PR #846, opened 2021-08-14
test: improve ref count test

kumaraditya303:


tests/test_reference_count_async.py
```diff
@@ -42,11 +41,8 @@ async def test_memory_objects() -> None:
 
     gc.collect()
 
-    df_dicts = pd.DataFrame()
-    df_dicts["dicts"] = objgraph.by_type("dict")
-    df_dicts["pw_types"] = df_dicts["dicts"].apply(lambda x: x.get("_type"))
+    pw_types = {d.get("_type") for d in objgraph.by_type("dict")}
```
::::::
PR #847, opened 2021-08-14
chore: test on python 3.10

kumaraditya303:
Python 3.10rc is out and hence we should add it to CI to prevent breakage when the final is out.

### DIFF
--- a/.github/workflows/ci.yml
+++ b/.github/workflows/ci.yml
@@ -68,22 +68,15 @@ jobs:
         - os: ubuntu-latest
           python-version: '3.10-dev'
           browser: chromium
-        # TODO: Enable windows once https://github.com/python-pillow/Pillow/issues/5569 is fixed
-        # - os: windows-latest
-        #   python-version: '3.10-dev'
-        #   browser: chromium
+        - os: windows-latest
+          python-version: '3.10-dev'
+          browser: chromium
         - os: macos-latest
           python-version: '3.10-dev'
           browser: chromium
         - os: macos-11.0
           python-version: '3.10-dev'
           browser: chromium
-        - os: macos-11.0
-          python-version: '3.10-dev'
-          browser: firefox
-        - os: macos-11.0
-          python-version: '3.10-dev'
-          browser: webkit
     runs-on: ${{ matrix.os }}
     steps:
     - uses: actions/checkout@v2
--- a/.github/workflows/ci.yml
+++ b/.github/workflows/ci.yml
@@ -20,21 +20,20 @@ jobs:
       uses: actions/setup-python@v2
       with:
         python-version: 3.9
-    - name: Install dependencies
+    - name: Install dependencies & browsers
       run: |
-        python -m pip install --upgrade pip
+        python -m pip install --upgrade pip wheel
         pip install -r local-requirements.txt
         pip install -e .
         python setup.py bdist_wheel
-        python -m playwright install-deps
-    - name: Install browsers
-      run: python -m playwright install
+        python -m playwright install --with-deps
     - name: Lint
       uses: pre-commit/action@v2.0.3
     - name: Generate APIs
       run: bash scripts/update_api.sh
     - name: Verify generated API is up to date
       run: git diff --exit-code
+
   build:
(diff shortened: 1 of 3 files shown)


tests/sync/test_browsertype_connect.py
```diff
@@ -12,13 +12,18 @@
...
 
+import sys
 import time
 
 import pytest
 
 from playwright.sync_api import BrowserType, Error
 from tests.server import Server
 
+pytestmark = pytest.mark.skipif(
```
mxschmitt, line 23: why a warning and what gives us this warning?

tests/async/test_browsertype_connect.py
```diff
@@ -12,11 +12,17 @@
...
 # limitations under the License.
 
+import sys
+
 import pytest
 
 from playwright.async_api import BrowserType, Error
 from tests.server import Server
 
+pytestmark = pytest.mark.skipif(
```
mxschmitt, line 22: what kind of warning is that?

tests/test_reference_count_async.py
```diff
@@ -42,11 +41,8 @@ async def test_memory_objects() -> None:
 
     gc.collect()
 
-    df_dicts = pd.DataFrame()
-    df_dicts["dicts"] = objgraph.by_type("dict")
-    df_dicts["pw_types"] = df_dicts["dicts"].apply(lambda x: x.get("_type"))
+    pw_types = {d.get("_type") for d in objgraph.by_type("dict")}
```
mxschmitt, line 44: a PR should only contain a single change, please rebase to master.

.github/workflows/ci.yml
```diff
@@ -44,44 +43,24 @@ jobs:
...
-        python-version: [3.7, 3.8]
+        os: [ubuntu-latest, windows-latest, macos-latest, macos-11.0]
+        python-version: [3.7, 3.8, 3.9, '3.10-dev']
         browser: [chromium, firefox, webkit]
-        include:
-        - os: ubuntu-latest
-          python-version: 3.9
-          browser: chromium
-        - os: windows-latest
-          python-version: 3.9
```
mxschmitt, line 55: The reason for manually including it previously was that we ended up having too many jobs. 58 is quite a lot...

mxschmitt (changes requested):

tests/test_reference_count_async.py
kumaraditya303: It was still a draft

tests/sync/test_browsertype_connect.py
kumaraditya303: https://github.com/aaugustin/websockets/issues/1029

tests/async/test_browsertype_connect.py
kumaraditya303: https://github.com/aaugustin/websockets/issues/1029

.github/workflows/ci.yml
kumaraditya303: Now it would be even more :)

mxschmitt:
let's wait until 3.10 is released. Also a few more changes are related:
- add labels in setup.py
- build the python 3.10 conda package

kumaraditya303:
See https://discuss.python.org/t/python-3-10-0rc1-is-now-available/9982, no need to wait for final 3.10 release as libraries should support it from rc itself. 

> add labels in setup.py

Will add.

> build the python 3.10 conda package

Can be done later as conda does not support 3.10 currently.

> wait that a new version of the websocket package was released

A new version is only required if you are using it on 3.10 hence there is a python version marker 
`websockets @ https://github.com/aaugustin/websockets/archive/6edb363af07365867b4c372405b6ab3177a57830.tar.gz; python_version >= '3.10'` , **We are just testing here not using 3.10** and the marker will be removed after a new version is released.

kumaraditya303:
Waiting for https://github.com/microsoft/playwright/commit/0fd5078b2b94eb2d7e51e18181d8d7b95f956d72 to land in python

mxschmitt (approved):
::::::
**TASK REQUIREMENTS:**
Return, in full, every line of these entries that holds "upgrade".

**ANSWER BELOW:**
-        python -m pip install --upgrade pip
+        python -m pip install --upgrade pip wheel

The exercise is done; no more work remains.